Elevated error rate affecting API requests in the US region

Incident Report for Onfido

Postmortem

Summary

On July 19th our customers experienced an increased error rate in our US instance from 13:25 to 15:42. From 13:25 to 14:50 the error rate went from ~0% to 0.5%. It then peaked to 6% until the problem was solved at 15:42.

Root Causes

A routine infrastructure change was introduced on July 19th at 13:10 UTC, progressively rolling out to all our systems over the next few hours. The change was incompatible with a legacy configuration of our logging system in the US instance, leading to sporadic application errors.
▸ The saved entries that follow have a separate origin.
PR #115, opened 2020-08-11
Added sass, materialize CDN, and prettier to event template directory

lisa-sa-li:


hackathon_site/event/package.json
```diff
@@ -0,0 +1,17 @@
...
+  "name": "event",
+  "version": "1.0.0",
+  "license": "MIT",
+  "dependencies": {
+    "node-sass": "^4.14.1",
+    "prettier": "^2.0.5"
+  },
+  "scripts": {
+    "test": "echo \"Error: no test specified\" && exit 1",
+    "scss": "node-sass --watch static/event/styles/scss -o static/event/styles/css"
```
grahamhoyes, line 11: Some problems:
- This won't compile scss that's already in the directory, unless you trigger the file watcher by changing something (at least it looks that way for me).
- This leaves the watcher process running all the time. We'll also need a way to compile scss one-time, as part of the eventual release process.

I would recommend making this command (`scss`) just run node-sass one time. Then add another command, `scss-watch`, that does exactly this and watches for changes.

PR #127, opened 2020-08-18
Adds Formik to inventory filter

lisa-sa-li:
Adds Formik to inventory filter


grahamhoyes (commented):
Not sure how hard this is to change, but part of the scroll bar is hidden by the top bar
image

Given that we're using a drawer, not sure what the fix is if any

hackathon_site/dashboard/frontend/src/components/inventory/InventoryFilter/InventoryFilter.js
```diff
@@ -1,100 +1,183 @@
...
+                    label={item.name}
+                    checked={field.value.includes(item.name)}
+                />
+                <Chip label={item.qty} className={styles.filterCategoryChip} />
+            </div>
+        ))}
+    </FormGroup>
+);
+
+const CheckboxAvailability = ({ field, name, ...props }) => (
```
grahamhoyes: No need for the name prop

hackathon_site/dashboard/frontend/src/components/inventory/InventoryFilter/InventoryFilter.js
```diff
@@ -1,100 +1,183 @@
...
+            name={field.name}
+            value="In stock"
+            control={<Checkbox color="primary" />}
+            checked={field.value}
+        />
+    </FormGroup>
+);
+
+export const orderByOptions = [
+    { value: "Default", label: "Default" },
```
grahamhoyes: To make this easier for whoever plugs this into the API, can you make the values something different than the labels? I'm not sure what they'll end up being in the API, but I think something like `name`, `-name`, `stock`, `-stock` and empty string for default if I recall correctly.

Along with that, make sure that `handleSubmit` is being called with the values, not the labels (I think it is, just want to make sure).

hackathon_site/dashboard/frontend/src/components/inventory/InventoryFilter/InventoryFilter.test.js
```diff
@@ -1,60 +1,134 @@
...
-import { fireEvent } from "@testing-library/react";
+import EnhancedInventoryFilter, { orderByOptions } from "./InventoryFilter";
+import { render, fireEvent, waitFor } from "@testing-library/react";
 import { inventoryCategories } from "testing/mockData";
 
-describe("<InventoryFilter />", () => {
-    const applyFilter = jest.fn();
-    const removeFilter = jest.fn();
+describe("<EnhancedInventoryFilter />", () => {
+    it("Calls handleSubmitSpy when the 'Apply' button is clicked", async () => {
```
grahamhoyes: Minor, should just call this "Calls handleSubmit ...", rather than "handleSubmitSpy" (same for the ones below)

hackathon_site/dashboard/frontend/src/components/inventory/InventoryFilter/InventoryFilter.test.js
```diff
@@ -1,60 +1,134 @@
...
-            expect(queryByText(o)).toBeTruthy();
+        for (let o of orderByOptions) {
+            expect(queryByText(o.label)).toBeTruthy();
         }
         expect(getByText("Order by")).toBeInTheDocument();
         expect(getByText("Availability")).toBeInTheDocument();
         expect(getByText("Categories")).toBeInTheDocument();
     });
+
+    it("Submits the form, the clears it, and recieves the expected values", async () => {
```
grahamhoyes: A few typos in this description

hackathon_site/dashboard/frontend/src/components/inventory/InventoryFilter/InventoryFilter.test.js
```diff
@@ -1,60 +1,134 @@
...
+        await waitFor(() => {
+            expect(handleResetSpy).toHaveBeenCalledWith({
+                orderBy,
+                inStock,
+                inventoryCategories,
+            });
+        });
+    });
+
+    it("Looks for loader on Apply button", () => {
```
grahamhoyes: Maybe `it("Displays a loading wheel on Apply button when loading", ...)`? Generally you should describe what the component being tested is doing, not what the test itself is looking for if that makes sense. Same for below

hackathon_site/dashboard/frontend/src/components/inventory/InventoryFilter/InventoryFilter.test.js
```diff
@@ -1,60 +1,134 @@
...
+    });
+
+    it("Looks for loader on Clear all button", () => {
+        const { getByTestId, queryByTestId } = render(
+            <EnhancedInventoryFilter isApplyLoading={false} isClearLoading={true} />
+        );
+
+        expect(queryByTestId("circularProgressApply")).not.toBeInTheDocument();
+        expect(getByTestId("circularProgressClear")).toBeInTheDocument();
+    });
```
grahamhoyes, line 143: Can you also test that the apply/clear buttons are disabled when either of them is loading? The easiest thing would be to just add checks for those buttons being disabled into the two loading tests above

hackathon_site/dashboard/frontend/src/components/inventory/InventoryFilter/InventoryFilter.js
lisa-sa-li: yes it's called with values

hackathon_site/dashboard/frontend/src/components/inventory/InventoryFilter/InventoryFilter.js
```diff
@@ -1,105 +1,188 @@
...
+);
 
-const InventoryFilter = ({ categories, applyFilter, removeFilter }) => (
+const CheckboxCategory = ({ field, options }) => (
+    <FormGroup {...field} name={field.name}>
+        {options.map((item, i) => (
+            <div className={styles.filterCategory} key={i}>
+                <FormControlLabel
+                    name={field.name}
+                    value={item.name}
```
grahamhoyes: We should be using the category ID here as the value, since that's what the API takes. I think this works:

```javascript
<FormControlLabel
    name={field.name}
    value={item.id}
    control={<Checkbox color="primary" />}
    label={item.name}
    checked={field.value.includes(item.id.toString())}
/>
```

Then in mockData.js:

```javascript
export const inventoryCategories = [
    { id: 1, name: "MCU", qty: 12 },
    { id: 2, name: "MCU_limit_3", qty: 6 },
    { id: 3, name: "FPGA", qty: 9 },
    { id: 4, name: "Sensors", qty: 21 },
    { id: 5, name: "Sensors_limit_2", qty: 3 },
    { id: 6, name: "Peripherals", qty: 389 },
    { id: 7, name: "1080p_cameras", qty: 4 },
    { id: 8, name: "Grove", qty: 22 },
    { id: 9, name: "Grove_style_boards", qty: 12 },
    { id: 10, name: "Grove_style_modules", qty: 10 },
];
```

Only problem with this is that the ID values become strings in the form, which will require massaging to ints for the API. Is there any way around that?

grahamhoyes (commented):
One last thing about using category IDs. Other than that, LGTM

hackathon_site/dashboard/frontend/src/components/inventory/InventoryFilter/InventoryFilter.js
lisa-sa-li: Didn't find out how to do it without parsing all the ids before submitting the form values

grahamhoyes (approved):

‌Aggregate error rates were initially too low to trigger an alert, delaying the time to respond. And as error logs were interrupted, this made it much more difficult to identify the source of the problem.

Timeline (UTC)

13:10 - Infrastructure change is published and progressive rollout starts.

13:25 - Error rate starts increasing to ~0.5%.

13:50 - According to our monitoring, a single service was impacted and a new version had just been released. The initial thought is that this new version is the culprit.

14:20 - The service is rolled back to its original version. But the high error rate isn’t fixed.

14:50 - More services start to be impacted and the error rate increases.

15:15 - The root cause is identified and a fix (rollback) is in preparation.

15:25 - The rollback is ready, preparing the release.

15:42 - The fix is fully rolled out and the error rate is back to ~0%.

Remedies

Amend the incompatible US legacy observability configuration to restore consistency with our standard regional setup.

Posted Jul 24, 2024 - 16:47 UTC

Resolved

This issue is now resolved:

Elevated error rate affecting API requests in the US region

We take pride in running a robust, reliable service and are working hard to prevent this from happening again. Once we've concluded our investigation, a detailed postmortem will follow.

Posted Jul 19, 2024 - 16:10 UTC

Monitoring

We've identified the potential issue and have implemented a fix. We will monitor in the next 30 minutes, to guarantee the fix is valid.

Posted Jul 19, 2024 - 15:58 UTC

Investigating

We're currently experiencing elevated error rates impacting all API requests in the US region.

We will provide an update in 30 minutes.

Posted Jul 19, 2024 - 15:35 UTC

This incident affected: USA (us.onfido.com) (API, Document Verification, Facial Similarity, Watchlist, Identity Enhanced, Webhooks, Known faces, Autofill).